Opentelemetry support is closer to being completed, but technically it is still work in progress. /assign

albundy83 commented 1 year ago

Hello, after some "research", I have found this article and when I apply config described:

controller:
  config:
    enable-opentelemetry: "true"
    opentelemetry-config: "/etc/nginx/opentelemetry.toml"
    opentelemetry-operation-name: "HTTP $request_method $service_name $uri"
    opentelemetry-trust-incoming-span: "true"
    otlp-collector-host: "otel-collector.grafana.svc.cluster.local"
    otlp-collector-port: "4317"
    otel-max-queuesize: "2048"
    otel-schedule-delay-millis: "5000"
    otel-max-export-batch-size: "512"
    otel-service-name: "nginx-proxy" # Opentelemetry resource name
    otel-sampler: "AlwaysOn" # Also: AlwaysOff, TraceIdRatioBased
    otel-sampler-ratio: "1.0"
    otel-sampler-parent-based: "false"

My CPUs remain calm, no idea for moment which parameter cause the high CPU load.

js8080 commented 1 year ago

@albundy83 I just tried specifying slightly different config options and the CPU is also doing fine so far.

My version is the same as yours but with this one difference:

    opentelemetry-operation-name: "HTTP $request_method $service_name"

js8080 commented 1 year ago

Through some experimentation, it seems like this particular setting is what makes the difference:

otel-schedule-delay-millis: "5000"

When I comment this out, the resulting /etc/nginx/opentelemetry.toml contents in the Ingress Controller container looks like this:

[processors.batch]
max_queue_size = 2048
schedule_delay_millis = 0   # <--- it gets set to 0
max_export_batch_size = 512

This orange line shows the CPU usage for my Ingress controller in my cluster when I had schedule_delay_millis set to 5000 (flat), then 0 (spike), and then back to 5000 (flat again):

So it seems pretty clearly the otel-schedule-delay-millis setting is key here.

albundy83 commented 1 year ago

Yes, I was trying to add and remove parameters to see which one is eating CPUs and, it's exactly the otel-schedule-delay-millis

Once I remove otel-schedule-delay-millis: "5000", the graphs are touching the sky:

ejsealms commented 1 year ago

I had the same problem, but open telemetry was not enabled.

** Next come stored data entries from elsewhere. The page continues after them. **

PR #3132, opened 2024-05-08
Enable Broadcast On State Update and Broadcast Validated State Map

jparr721:
No linked issue.

### This PR: 
This PR begins the initial work to broadcast state updates when they occur within the central `Consensus` shared state. Right now, we suffer from race conditions due to the consensus state delaying to update, preventing what would have been an otherwise valid operation from taking place.

In this changeset, we broadcast these messages with the states. This serves two purposes:
1. It moves us gradually toward *fully removing* such state objects like `validated_state_map` from needing to exist whatsoever.
2. Allows for the dependency task tests to pass again since we may now gate on the existence of a particular value without needing to block and wait for the value to actually be inserted by whatever thread is sending it.

Further, the removal of these fields will reduce the lock contention on the consensus shared state.

To facilitate publishing events required a bit of maneuvering within the existing code. In particular, the `types` module needed to be able to broadcast hot shot events. This required moving some of these files around to more appropriate packages, and adding some dependencies to the module cargo.toml file. 

### This PR does not: 
This PR does not remove any fields, it is only additive.

### Key places to review: 
The movement of files and test changes.


bfish713:
Lets hold off on this while we work through Cappucino issues.  It seems like a small change but it does slightly alter current functionality

crates/types/src/lib.rs
```diff
@@ -14,6 +14,7 @@ pub mod constants;
 pub mod data;
 pub mod error;
 pub mod event;
+pub mod events;
```
ss-es, line 17: It looks like we have `event` and `events`. I think we should either condense these or give them different names

jparr721: Renaming to `hotshot_events` seems reasonable. What do you think?

crates/task/src/lib.rs
```diff
@@ -1,8 +1,42 @@
...
+#[allow(clippy::unused_async)]
+pub async fn cancel_task<T>(task: JoinHandle<T>) {
+    #[cfg(async_executor_impl = "async-std")]
+    task.cancel().await;
+    #[cfg(async_executor_impl = "tokio")]
+    task.abort();
+}
+
+/// Helper function to send events and log errors
+pub async fn broadcast_event<E: Clone + std::fmt::Debug>(event: E, sender: &Sender<E>) {
```
shenkeyao, line 26: Why are these two functions moved from `task-impls` to here? Looks like they are still called within `task-impls` only.

crates/types/src/view_sync.rs
```diff
@@ -0,0 +1,14 @@
+//! Types for the View Sync operations
+
+#[derive(PartialEq, PartialOrd, Clone, Debug, Eq, Hash)]
+/// Phases of view sync
+pub enum ViewSyncPhase {
```
shenkeyao, line 5: A similar question here. Why move this enum?

crates/task/src/lib.rs
jparr721: This is now also called in `types`

crates/types/src/view_sync.rs
jparr721: This is needed in `types` due to the use in HotShotEvent

shenkeyao (approved):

Using version 1.6.4 had the same behavior.

For security compliance, we were able to upgrade the version of curl and libcurl used in nginx controller v1.5.1 to v8.0.1-r0. This solution works as expected.

ejsealms commented 1 year ago

@longwuyuan any update on this? My team has to patch another vulnerability in the 1.5.1 image because later images are not usable.

longwuyuan commented 1 year ago

We can't backport fixes to v1.5.1. The opentelemetry work is in-progress at a good pace so if the alpine lib updates for CVE fixes are the requirement, then they are only available in v1.7.1 of the controller.

If you can state why you can not upgrade beyond controller v1.5.1, maybe others will have comments for insight

ejsealms commented 1 year ago

@longwuyuan We have the same problem others were describing where nginx-ingress-controller was consuming far too much CPU, but, unlike others, we don't have open telemetry enabled. There has been no workaround mentioned so far, so we are still stuck on 1.5.1.

longwuyuan commented 1 year ago

@ejsealms I can join a zoom session to more info or you could do some investigative drill-down on the process and the call using high CPU.

To take any action, we need a reproduce procedure.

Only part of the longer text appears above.